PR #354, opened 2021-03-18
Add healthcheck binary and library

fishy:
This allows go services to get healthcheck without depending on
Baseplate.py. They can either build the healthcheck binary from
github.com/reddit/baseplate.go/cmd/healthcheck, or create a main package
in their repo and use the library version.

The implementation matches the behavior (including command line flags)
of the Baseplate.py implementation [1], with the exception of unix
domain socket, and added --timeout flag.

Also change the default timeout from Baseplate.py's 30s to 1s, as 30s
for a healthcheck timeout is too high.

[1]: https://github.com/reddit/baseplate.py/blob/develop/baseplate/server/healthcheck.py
• • • • •
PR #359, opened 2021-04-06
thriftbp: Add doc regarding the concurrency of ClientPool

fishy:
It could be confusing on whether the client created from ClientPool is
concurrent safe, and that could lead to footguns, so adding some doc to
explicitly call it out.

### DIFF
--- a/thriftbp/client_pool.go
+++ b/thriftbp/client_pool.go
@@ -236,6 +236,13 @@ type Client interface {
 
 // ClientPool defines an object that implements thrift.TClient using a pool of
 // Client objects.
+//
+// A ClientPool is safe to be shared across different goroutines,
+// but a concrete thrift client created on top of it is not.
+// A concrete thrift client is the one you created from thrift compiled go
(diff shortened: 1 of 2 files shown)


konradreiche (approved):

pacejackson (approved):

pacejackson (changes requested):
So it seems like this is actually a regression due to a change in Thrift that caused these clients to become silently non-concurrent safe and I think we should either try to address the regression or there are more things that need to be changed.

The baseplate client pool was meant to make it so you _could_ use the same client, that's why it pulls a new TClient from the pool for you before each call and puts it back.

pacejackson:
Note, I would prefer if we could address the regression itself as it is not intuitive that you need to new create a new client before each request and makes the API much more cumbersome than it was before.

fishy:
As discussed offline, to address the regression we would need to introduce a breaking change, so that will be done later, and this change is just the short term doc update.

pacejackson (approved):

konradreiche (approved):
• • • • •
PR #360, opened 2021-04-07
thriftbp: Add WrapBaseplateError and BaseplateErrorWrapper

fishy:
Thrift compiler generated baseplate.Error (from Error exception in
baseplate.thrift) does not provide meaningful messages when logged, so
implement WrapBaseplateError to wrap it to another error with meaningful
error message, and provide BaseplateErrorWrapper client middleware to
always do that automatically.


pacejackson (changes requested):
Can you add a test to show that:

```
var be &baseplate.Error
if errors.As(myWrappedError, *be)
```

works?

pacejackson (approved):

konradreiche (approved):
• • • • •
## WORK REQUIRED
Which lines above run from the one containing "PR #354, opened 2021-03-18" to the one containing "for a healthcheck timeout is too high."? Give them again exactly, both ends included.

## PROBLEM SOLUTION
PR #354, opened 2021-03-18
Add healthcheck binary and library

fishy:
This allows go services to get healthcheck without depending on
Baseplate.py. They can either build the healthcheck binary from
github.com/reddit/baseplate.go/cmd/healthcheck, or create a main package
in their repo and use the library version.

The implementation matches the behavior (including command line flags)
of the Baseplate.py implementation [1], with the exception of unix
domain socket, and added --timeout flag.

Also change the default timeout from Baseplate.py's 30s to 1s, as 30s
for a healthcheck timeout is too high.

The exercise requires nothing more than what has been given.